If your questioning anything about it please go ahead. i'm learning to brew beer and can use all the help i can get. 

My main love is hop flavour and aroma and i seem to get that without the massive bitterness with late additions. I have found that when i'm no chilling that my method of whirlpooloing, cubeing ect gives me an approximation of a 20 min addition bittering wise without the no chill button checked as it does at flameout with the button checked.

If there is something wrong with doing it that way, i'm honestly all ears.


----------



## drsmurto

The no chill thread is where this discussion sits best but yes, I am a little miffed as to why anyone thinks you could get 37 IBU from a flameout addition even with such a high AA% hop.

I've got a rye golden ale crash chilling at the moment using this hop and with a 15 min addition of 1.5g/L aiming for only 30 IBU it tastes about right. I also added a 2g/L flameout addition so only marginally less than Punkins. I did chill it (as always) but the chilling process starts 15-20 mins post flameout.


----------



## manticle

Miffed or baffled DS?

Got some of these hops from yob so aiming for a single hop apa/aipa type thing.

Probably maris and a touch of crystal and biscuit, half the IBU from a 60 and the remainder from small additions every 5 mins post 20 mins. Hopefully knock it out this coming weekend.


----------



## Nick JD

DrSmurto said:


> The no chill thread is where this discussion sits best but yes, I am a little miffed as to why anyone thinks you could get 37 IBU from a flameout addition even with such a high AA% hop.
> 
> I've got a rye golden ale crash chilling at the moment using this hop and with a 15 min addition of 1.5g/L aiming for only 30 IBU it tastes about right. I also added a 2g/L flameout addition so only marginally less than Punkins. I did chill it (as always) but the chilling process starts 15-20 mins post flameout.

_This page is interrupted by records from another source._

PR #545, opened 2018-10-29
When auto-loading envvars from viper config, remove hyphens

patcon:
See: https://unix.stackexchange.com/questions/23659/can-shell-variable-include-character

### DIFF
--- a/bridge/config/config.go
+++ b/bridge/config/config.go
@@ -185,7 +185,7 @@ func NewConfig(cfgfile string) *Config {
 	viper.SetConfigFile(cfgfile)
 	viper.SetEnvPrefix("matterbridge")
 	viper.AddConfigPath(".")
-	viper.SetEnvKeyReplacer(strings.NewReplacer(".", "_"))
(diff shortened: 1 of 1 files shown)


bridge/config/config.go
```diff
@@ -185,7 +185,7 @@ func NewConfig(cfgfile string) *Config {
 	viper.SetConfigFile(cfgfile)
 	viper.SetEnvPrefix("matterbridge")
 	viper.AddConfigPath(".")
-	viper.SetEnvKeyReplacer(strings.NewReplacer(".", "_"))
+	viper.SetEnvKeyReplacer(strings.NewReplacer(".", "_", "-", ""))
```
42wim: I think it's better to replace dash to underscore 
`viper.SetEnvKeyReplacer(strings.NewReplacer(".", "_", "-", "_"))`

patcon: I guess I liked that the underscores mapped to the keyspace, but I can change it

42wim:
thanks!

PR #525, opened 2018-10-29
Allow toml configuration to be parsed from remote/local URL

patcon:
I'm thinking on how to create a web interface to manage the config, and my current thinking is just ~~the~~ to generate a small ~~all~~ app that access the config via basic auth.

Would you be opposed to this? That would allow me to start building adjacent things that don't need to impinge much on the larger project :)

### DIFF
--- a/bridge/config/config.go
+++ b/bridge/config/config.go
@@ -2,6 +2,8 @@ package config
 
 import (
 	"bytes"
+	"net/http"
+	"net/url"
 	"os"
 	"strings"
 	"sync"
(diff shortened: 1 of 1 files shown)


patcon:
Ok, so I'm realizing that not all of matterbridge features can work on Heroku atm: heroku has web and worker processes. In short, only web can bind to a port and receive requests. But it also sleeps, and workers are the processes that stay active like matterbridge needs.

So this might not be something you'd be willing to bring into core, but I'm currently investigating using queues. Specifically, queues that are exposed as regular go channels: https://medium.com/@matryer/introducing-vice-go-channels-across-many-machines-bcac1147d7e2

Channels are really new to me, so I'm curious your thoughts on all this. Thanks wim. Sorry for all the noise the last few days ;)

patcon:
heh, i was trying to create an app that could spread across multiple processes, as is advocated by heroku (and pressured by their free tier, due to limitations).

But I can understand that that's a hassle. I'll use the API bridge as you suggest (good idea!), and just pay heroku so that I can run this as a single process

patcon:
Ok, working on scaling this back in a local branch, but quick Q: 

> I think this fits better in the API bridge instead of creating another webhook..

I'm reading this to mean that each API bridge gets an `/api/reload` endpoint, and they trigger the same code path to do a reload of the configuration settings. Am I hearing you correctly?

patcon:
Sounds good to me. This would work for the common ephemeral filesystem setup of most PasS platforms, so long as we grab config as part of the process startup script in `matterbridge-heroku`:

re: https://devcenter.heroku.com/articles/dynos#ephemeral-filesystem

patcon:
Ok, so I'm realizing that I'm confused about our config tactic. Should I store a `ConfigURL` at some deeper base level viper config (outside scope of `General` key), or just store it on `General`?

It seems like it's supposed to be the latter right now, but that might result in wonky effects if someone tried to set it per-gateway (e.g. gateways fighting over what url the config is written from)

patcon:
Another potential issue of storing this url in config file itself (instead of setting as CLI flag or envvar)

It can easily set people up to find themselves in odd territory, because it fetches the file that points to the config that will be used on the next reload. So if someone is using a config file in a gist or github repo, the current config url will not be in the file -- only the last raw url from previous commits. And so trying to let config be managed in a git repo will result in the file "walking back in time" on each reload 😆 

Can be avoided by encouraging setting via envvar, but just a heads up. I'll make sure I document favoured approaches

patcon:
Still curious about the above clarifications though

Issue #2104, opened 2023-11-23
Discord bridge does not delete messages when they're deleted on Matrix when using webhooks


thestinger:
When we delete messages on Matrix, they don't get deleted on Discord when webhooks are enabled. This works fine with webhooks disabled. The permission gives it the ability to delete webhooks so either this functionality is missing or it's broken.

thestinger:
Renamed the issue since this isn't specific to Matrix -> Discord but rather happens with anything.

PR #2109, opened 2023-12-13
Add support for incoming webhook deletions on Discord

cryox-dev:
Resolves https://github.com/42wim/matterbridge/issues/2104


thestinger (approved):
This works well and we use it in production for GrapheneOS.

PR #2123, opened 2024-03-07
Correctly split three-or-more byte sequences of UTF-8

BenWiederhake:
The underlying bug was the assumption that [`uft8.DecodeLastRuneInString`](https://pkg.go.dev/unicode/utf8#DecodeLastRuneInString) returns some kind of number of bytes that, when stripped from the end, leaves the string with a correct ending.

In reality, this function always returns the constant value 1 if the last rune is not valid.

Therefore, if there are two or more partial bytes of a three-or-more byte rune, this used to give the wrong result.

Found while trying to implement a related feature.


42wim:
Thanks 👍

PR #2125, opened 2024-03-20
fix: update post types and include system removals in skip logic

NeilHanlon:
I believe that previously, these post types were grouped in these three categories, but have since been broken out to be more verbose.

I ran into this today as we have join/part as well as adding/removal from teams turned _off_, but found that when an Admin removes a user from the team, a different message type is generated.


42wim:
Thanks!

PR #2138, opened 2024-04-27
Clear existing IRC event handlers before connecting to new ones

bd808:
Clear IRC event handlers that we will be registering for the new connection before registering new handlers. This prevents duplicate event handlers in the case where we are connecting via a BNC and are seeing a reconnect. Attempting to clear handlers when none have been set is a no-op.

Fixes 42wim#1564
Co-authored-by: Andreas Vögele <andreas@andreasvoegele.com>


42wim:
LGTM, thanks!

PR #2143, opened 2024-05-14
Move deprecated/inactive 3rd party bridges to their own sections

erentar:
Most of the bridges in the 3rd party section were deprecated or inactive for longer than 2 years. I moved these into their own section such that other people trying to set up bridges do not waste time clicking on all of these to see which ones worked


42wim:
Thank you!

PR #2165, opened 2024-07-10
Explicitly announce the sender of each file in Telegram, simplifying moderation

BenWiederhake:
Before:
Bildschirmfoto_2024-07-10_20-25-33

After:
Bildschirmfoto_2024-07-10_20-26-14

This feature is off-by-default, and can be enabled whenever it's needed.

I'm sure there are some situations where it *shouldn't* create an additional message, but this solves my problem for now. Maybe you find it helpful, too.


bridge/telegram/telegram.go
```diff
@@ -159,6 +159,11 @@ func (b *Btelegram) Send(msg config.Message) (string, error) {
 		}
 		// check if we have files to upload (from slack, telegram or mattermost)
 		if len(msg.Extra["file"]) > 0 {
+			if !b.GetBool("AnnounceFileSender") {
```
42wim, line 162: shouldn't that be `if b.GetBool` ?

BenWiederhake: Indeed!

BenWiederhake:
Changes since last push:
- Rebased
- Fixed a boolean inversion bug

PR #2173, opened 2024-08-19
get rid of vendor directory

siddarthkay:
## Summary

checking in the `vendor` folder for a `golang` project is similar to committing `node_modules` in a `js` project.
This PR gets rid of the vendor directory from this repository and adds `/vendor` to `.gitignore`

## Why

Having a `vendor` directory checked in makes reviewing and rebasing upgrading PRs with a `golang` bump or a dependency upgrade a nightmare due to the amount of files changed. 
Since most IDEs are able to generate the `vendor` directory automatically I think its better to not check in the `vendor` directory.

I have no clue about the maintainers take on this opinion but I wanted to start the conversation with this PR.
Thank you for your time and patience 🙏🏻


siddarthkay:
@42wim : what do you think about this proposal ?

IntGrah:
Isn't the `vendor` directory is usually committed to ensure reproducible builds? It's nowhere near as heavy as `node_modules`

siddarthkay:
@IntGrah : I agree its not heavy but the number of files are insanely large.
Rebasing and upgrading go versions is a nightmare.
Look at the diff of this PR.

Screenshot 2024-08-27 at 4 16 06 PM

for reproducibility purposes there are package managers like `nix` that do the job. Committing the `vendor` folder doesn't help much for that use case I believe.

42wim:
Thanks, but the vendor folder is there for reproduceability and when upstream libraries would suddenly be gone, it's not going to get removed.

jakubgs:
You could just use forks of these dependencies if you worry about original repos disappearing. I do think committing `vendor` folder is a bad practice, but if it solves a problem for that's fine.

PR #2189, opened 2024-10-06
Update README.md link for slack-go library

adlai:
From the old nlopes/slack README file:

> You're encouraged to update your import statements to use the official slack-go/slack version above.

It looks like the code was already updated and only this link was overlooked.


DAcodedBEAT (approved):

adlai:
Are the `golangci-lint` and `test-build-upload` really critical for this PR? It only modifies one link, in the human-targeted documentation. Ideally those actions would not be required for such patches, or at least would detect that the patch doesn't affect source code.

PR #2208, opened 2025-01-27
Improve uploads between telegram and XMPP

selfhoster1312:
Previously i would only receive empty messages without the attached images across the bridge.

Now we have a limitation which is that most XMPP clients don't support text alongside images (such as image description or in our case uploader identity). So i opted to post a previous message containing just the username and optional comment.

On telegram side the authorship (and optional comment) is added as caption to the uploaded image.

Sorry the code is ugly i'm a bad bad golang developer.


selfhoster1312:
The XMPP parts have been merged in our community fork https://github.com/matterbridge-org/matterbridge/pull/23
:fireworks:

PR #2211, opened 2025-02-13
discord: Properly paginate through all users

timschumi:
Fetching one page with 1000 users on it is not going to be enough for some servers.


poVoq:
Hi, would you be interested in contributing to a community managed fork of Matterbridge? See: https://github.com/matterbridge-org/community/issues

PR #128, opened 2018-05-30
mfu: write flist to text file

adammoody:
To satisfy request to write file list to text file.  The final version should allocate a smaller write buffer to not use too much memory.  Also, it would be nice to provide an interface to allow caller to customize fields and formats used when writing data.

### DIFF
--- a/src/common/mfu_flist.h
+++ b/src/common/mfu_flist.h
@@ -198,6 +198,12 @@ void mfu_flist_write_cache(
     mfu_flist flist
 );
 
+/* write file list to text file */
+void mfu_flist_write_text(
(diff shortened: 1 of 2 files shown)


KnightKu:
Cool, looking forward to this feature, it would be really useful to end users.

adammoody:
Thanks @dsikich.  Look good now?

Since there may be interest in getting this added sooner rather than later, I'll drop the WIP label and we can open issues to come back and think about an interface to express the fields/format to be written.  I'm thinking an printf() style string or something that the user can pass in where we'll fill in %s entries with formatted values.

I've been looking for some info on this topic too regarding BrewMate's no-chill function. Your 20 minute long flameout additions are imparting a LOT of bitterness, apparently...

Check this out:

*0 Min APA*
American Pale Ale

*Recipe Specs*
----------------
Batch Size (L): 20.0
Total Grain (kg): 5.200
Total Hops (g): 60.00
Original Gravity (OG): 1.058 (°P): 14.3
Final Gravity (FG): 1.015 (°P): 3.8
Alcohol by Volume (ABV): 5.70 %
Colour (SRM): 8.3 (EBC): 16.3
Bitterness (IBU): 39.3 (Average - No Chill Adjusted)
Brewhouse Efficiency (%): 70
Boil Time (Minutes): 60

*Grain Bill*
----------------
5.000 kg Pale Ale Malt (96.15%)
0.200 kg Caramunich III (3.85%)

*Hop Bill*
----------------
10.0 g Chinook Pellet (12.5% Alpha) @ 0 Minutes (Boil) (0.5 g/L)
40.0 g Citra Pellet (13.5% Alpha) @ 0 Minutes (Boil) (2 g/L)
10.0 g Galaxy Pellet (13.4% Alpha) @ 0 Minutes (Boil) (0.5 g/L)

*Misc Bill*
----------------

Single step Infusion at 66°C for 90 Minutes.
Fermented at 18°C with Wyeast 1272 - American Ale II


Recipe Generated with *BrewMate*


----------



## Florian

DrSmurto said:


> The no chill thread is where this discussion sits best but yes, I am a little miffed as to why anyone thinks you could get 37 IBU from a flameout addition even with such a high AA% hop.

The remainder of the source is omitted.